Query Parametersedit

per_page
(Optional, number) The number of alerts to return per page.
page
(Optional, number) The page number.
search
(Optional, string) An Elasticsearch simple_query_string query that filters the alerts in the response.
default_search_operator
(Optional, string) The operator to use for the simple_query_string.

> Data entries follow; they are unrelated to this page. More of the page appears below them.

PR #8905, opened 2023-07-29
Fix greyscale computation and inverted coords

colinleroy:
### Describe your change:

### Checklist:

### The change:
Hello there,

I've used your algorithm to re-implement it in C for a side-project of mine, and noticed two little bugs in it:

1) the luminance calculation is incorrect - according to Internet, it's either (0.2126*R + 0.7152*G + 0.0722*B) or (0.299*R + 0.587*G + 0.114*B). Here, we had a mix of both (and the greyscale value could never reach 255.

2) the current_error setting used inverted coordinates.

Hope this helps!

### DIFF
--- a/digital_image_processing/dithering/burkes.py
+++ b/digital_image_processing/dithering/burkes.py
@@ -45,6 +45,11 @@ class Burkes:
         >>> Burkes.get_greyscale(255, 255, 255)
         255.0
         """
+        """
+        Formula from https://en.wikipedia.org/wiki/HSL_and_HSV
+        cf Lightness section, and Fig 13c.
+        We use the first of four possible.
+        """
         return 0.114 * blue + 0.587 * green + 0.299 * red
 
     def process(self) -> None:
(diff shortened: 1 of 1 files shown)


CaedenPH (changes requested):
Could you add some doctests to prove that it will reach 255 and works correctly please

colinleroy:
> Could you add some doctests to prove that it will reach 255 and works correctly please

Good idea, thanks. done :)

CaedenPH (approved):
LGTM!

tianyizheng02 (approved):

digital_image_processing/dithering/burkes.py
```diff
@@ -39,20 +39,24 @@ def __init__(self, input_img, threshold: int):
...
         >>> Burkes.get_greyscale(3, 4, 5)
-        3.753
+        4.185
+        >>> Burkes.get_greyscale(0, 0, 0)
+        0.0
+        >>> Burkes.get_greyscale(255, 255, 255)
+        255.0
         """
-        return 0.114 * blue + 0.587 * green + 0.2126 * red
+        return 0.114 * blue + 0.587 * green + 0.299 * red
```
tianyizheng02, line 48: Could you add a source for these numbers so that we can avoid mistakes like this in the future?

tianyizheng02 (changes requested):

digital_image_processing/dithering/burkes.py
colinleroy: Good idea, done :)

tianyizheng02 (approved):

PR #8915, opened 2023-08-01
added a greedy method

HN026:
### Describe your change:

* [ . ] Add an algorithm?
* [ ] Documentation change?

### Checklist:

### DIFF
--- a/greedy_methods/interval_scheduling.py
+++ b/greedy_methods/interval_scheduling.py
@@ -15,6 +15,7 @@ def interval_scheduling(intervals):
 
     return result
 
+
 # Example usage:
 # List of intervals represented as tuples (start_time, end_time)
 intervals = [(1, 4), (3, 6), (2, 8), (5, 9), (7, 10)]
--- a/greedy_methods/interval_scheduling.py
+++ b/greedy_methods/interval_scheduling.py
@@ -1,0 +1,26 @@
+# Interval Scheduling: https://en.wikipedia.org/wiki/Interval_scheduling
+
+
+def interval_scheduling(intervals):
+    # Sort intervals based on their end time in ascending order
+    sorted_intervals = sorted(intervals, key=lambda x: x[1])
+
+    # Initialize the result list with the first interval (earliest end time)
+    result = [sorted_intervals[0]]
+
+    for interval in sorted_intervals[1:]:
+        # Check if the start time of the current interval is after the end time of the last interval in the result
+        if interval[0] >= result[-1][1]:
+            result.append(interval)
+
+    return result
+
+# Example usage:
+# List of intervals represented as tuples (start_time, end_time)
+intervals = [(1, 4), (3, 6), (2, 8), (5, 9), (7, 10)]
+
+# Find the maximum non-overlapping intervals
+max_intervals = interval_scheduling(intervals)
+
+print("Maximum non-overlapping intervals:")
+print(max_intervals)


greedy_methods/interval_scheduling.py
```diff
@@ -0,0 +1,27 @@
+# Interval Scheduling: https://en.wikipedia.org/wiki/Interval_scheduling
```
tianyizheng02, line 1: "Interval scheduling" is the name of the problem, not the algorithm. What is the name of the algorithm?

tianyizheng02, line 1: Also, please provide an explanation of the algorithm: what problem it solves (interval scheduling, in this case), how it works, its time complexity, etc.

greedy_methods/interval_scheduling.py
```diff
@@ -0,0 +1,27 @@
...
+
+
+def interval_scheduling(intervals):
```
tianyizheng02, line 4: Rename this function to match the name of the _algorithm,_ not the problem.

tianyizheng02, line 4: Please add type hints

greedy_methods/interval_scheduling.py
```diff
@@ -0,0 +1,27 @@
...
+
+    # Initialize the result list with the first interval (earliest end time)
+    result = [sorted_intervals[0]]
+
+    for interval in sorted_intervals[1:]:
+        # Check if the start time of the current interval is after the end time of the last interval in the result
+        if interval[0] >= result[-1][1]:
+            result.append(interval)
+
+    return result
```
tianyizheng02, line 16:
```suggestion
    # Sort intervals based on their end time
    sorted_intervals = sorted(intervals, key=lambda x: x[1])

    selected = [sorted_intervals[0]]
    for interval in sorted_intervals[1:]:
        # Add current interval if it doesn't overlap with the last selected interval
        if interval[0] >= result[-1][1]:
            selected.append(interval)

    return selected
```
1) Let's be less verbose in the comments, explain things at a relatively high level and avoid explaining every line of code
2) `result` isn't a very descriptive name, so I suggest changing it to something like `selected`

greedy_methods/interval_scheduling.py
```diff
@@ -0,0 +1,27 @@
...
+
+# Example usage:
+# List of intervals represented as tuples (start_time, end_time)
+intervals = [(1, 4), (3, 6), (2, 8), (5, 9), (7, 10)]
+
+# Find the maximum non-overlapping intervals
+max_intervals = interval_scheduling(intervals)
+
+print("Maximum non-overlapping intervals:")
+print(max_intervals)
```
tianyizheng02, line 27: Put demo code inside a `__main__` block.

greedy_methods/interval_scheduling.py
tianyizheng02, line 4: Please add doctests

tianyizheng02 (changes requested):
This algorithm is actually called [Earliest Deadline First Scheduling](https://en.wikipedia.org/wiki/Earliest_deadline_first_scheduling), so please change the name of this PR, your file, and your function to reflect this.

We also already have a [scheduling/](https://github.com/TheAlgorithms/Python/tree/c9a7234a954dd280dc8192ae77a564e647d013d4/scheduling) directory, so please put this file in there.

tianyizheng02:
@dhruvmanila This PR doesn't have any tests. How come the algorithms-keeper bot didn't point it out?

greedy_methods/interval_scheduling.py
HN026: sure I will make the changes and psh my PR again

greedy_methods/interval_scheduling.py
cclauss: If this is going to land, it should be with the other scheduling algorithms...
https://github.com/TheAlgorithms/Python/tree/master/scheduling

tianyizheng02:
Closing due to inactivity. There are no type hints or doctests, and the demo code should be within a `__main__` block. This has been pointed out and is still unfixed.

PR #8932, opened 2023-08-08
improvements to jump_search.py

amirsoroush:
### Describe your change:

Here are a few minor improvements to the current implementation of [jump_search.py](https://github.com/TheAlgorithms/Python/blob/master/searches/jump_search.py) algorithm.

The default is OR.
search_fields
(Optional, array|string) The fields to perform the simple_query_string parsed query against.
fields
(Optional, array|string) The fields to return in the attributes key of the response.
sort_field
(Optional, string) Sorts the response. Could be an alert fields returned in the attributes key of the response.
sort_order
(Optional, string) Sort direction, either asc or desc.
has_reference
(Optional, object) Filters the alerts that have a relations with the reference objects with the specific "type" and "ID".
filter
(Optional, string) A KQL string that you filter with an attribute from your saved object. It should look like savedObjectType.attributes.title: "myTitle". However, If you used a direct attribute of a saved object, such as updatedAt, you will have to define your filter, for example, savedObjectType.updatedAt > 2018-12-22.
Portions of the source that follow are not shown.